### YOUR OBJECTIVE
After locating the line with "pypeline/terraform/terraform.py", reproduce it and all following lines of the listing below exactly, stopping only at the final line.
──────── DATA UNDER STUDY
PR #643, opened 2025-05-12
Move resource group from terraform to cloud class 

vittoriasalim:
- Move creating resource group to cloud class for decoupling 
- To not expose yaml condition in checking if cloud is azure, aws or gcp

Previously condition was checking if azure == azure 
with **condition=and(eq('{cloud}', 'azure')**
By moving to cloud class this can be removed

### DIFF
--- a/pypeline/cloud/azure.py
+++ b/pypeline/cloud/azure.py
@@ -131,7 +131,7 @@ class Azure(Cloud):
             ),
         }
 
-    def create_resource_group(self, region: str) -> Script:
+    def create_resource_group(self, region: str) -> str:
         return dedent(
             f"""
             set -eu
--- a/pypeline/cloud/azure.py
+++ b/pypeline/cloud/azure.py
@@ -132,18 +132,14 @@ class Azure(Cloud):
         }
 
     def create_resource_group(self, region: str) -> Script:
-        return Script(
-            display_name="Create Resource Group",
-            script=dedent(
-                f"""
-                set -eu
-                echo "Create resource group $RUN_ID in region {region}"
-                az group create --name $RUN_ID --location {region} \\
-                --tags "run_id=$RUN_ID" "scenario=${{SCENARIO_TYPE}}-${{SCENARIO_NAME}}" "owner=${{OWNER}}" "creation_date=$(date -u +'%Y-%m-%dT%H:%M:%SZ')" "deletion_due_time=${{DELETION_DUE_TIME}}" "SkipAKSCluster=1"
-                """
-            ).strip(),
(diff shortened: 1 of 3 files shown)


pypeline/cloud/azure.py
```diff
@@ -131,6 +131,20 @@ def generate_input_variables(self, region: str, input_variables: dict) -> dict:
...
+            display_name="Create Resource Group",
+            script=dedent(
+                f"""
+                set -eu
+                echo "Create resource group $RUN_ID in region {region}"
+                az group create --name $RUN_ID --location {region} \\
+                --tags "run_id=$RUN_ID" "scenario=${{SCENARIO_TYPE}}-${{SCENARIO_NAME}}" "owner=${{OWNER}}" "creation_date=$(date -u +'%Y-%m-%dT%H:%M:%SZ')" "deletion_due_time=${{DELETION_DUE_TIME}}" "SkipAKSCluster=1"
+                """
+            ).strip(),
+            condition="ne(variables['SKIP_RESOURCE_MANAGEMENT'], 'true')",
```
wonderyl, line 145: This requires the cloud provider to set condition, which is not really in the responsibility of a cloud provider. 
You can follow the pattern of `delete_resource_group` where only the command is returned.

pypeline/terraform/terraform.py
```diff
@@ -129,22 +129,6 @@ def get_deletion_info(region: str) -> Script:
...
-        display_name="Create Resource Group",
-        script=dedent(
-            f"""
-            set -eu
-            echo "Create resource group $RUN_ID in region {region}"
-            az group create --name $RUN_ID --location {region} \
-            --tags "run_id=$RUN_ID" "scenario=${{SCENARIO_TYPE}}-${{SCENARIO_NAME}}" "owner=${{OWNER}}" "creation_date=$(date -u +'%Y-%m-%dT%H:%M:%SZ')" "deletion_due_time=${{DELETION_DUE_TIME}}" "SkipAKSCluster=1"
-            """
-        ).strip(),
-        condition=f"and(eq('{cloud}', 'azure'), ne(variables['SKIP_RESOURCE_MANAGEMENT'], 'true'))",
```
wonderyl, line 144: How is `eq('{cloud}', 'azure')` implemented?

pypeline/cloud/azure.py
```diff
@@ -131,6 +131,16 @@ def generate_input_variables(self, region: str, input_variables: dict) -> dict:
             ),
         }
 
+    def create_resource_group(self, region: str) -> Script:
```
wonderyl, line 134: return type should be str

wonderyl (approved):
────────────────
### EXERCISE OUTPUT
pypeline/terraform/terraform.py
```diff
@@ -129,22 +129,6 @@ def get_deletion_info(region: str) -> Script:
...
-        display_name="Create Resource Group",
-        script=dedent(
-            f"""
-            set -eu
-            echo "Create resource group $RUN_ID in region {region}"
-            az group create --name $RUN_ID --location {region} \
-            --tags "run_id=$RUN_ID" "scenario=${{SCENARIO_TYPE}}-${{SCENARIO_NAME}}" "owner=${{OWNER}}" "creation_date=$(date -u +'%Y-%m-%dT%H:%M:%SZ')" "deletion_due_time=${{DELETION_DUE_TIME}}" "SkipAKSCluster=1"
-            """
-        ).strip(),
-        condition=f"and(eq('{cloud}', 'azure'), ne(variables['SKIP_RESOURCE_MANAGEMENT'], 'true'))",
```
wonderyl, line 144: How is `eq('{cloud}', 'azure')` implemented?

pypeline/cloud/azure.py
```diff
@@ -131,6 +131,16 @@ def generate_input_variables(self, region: str, input_variables: dict) -> dict:
             ),
         }
 
+    def create_resource_group(self, region: str) -> Script:
```
wonderyl, line 134: return type should be str

wonderyl (approved):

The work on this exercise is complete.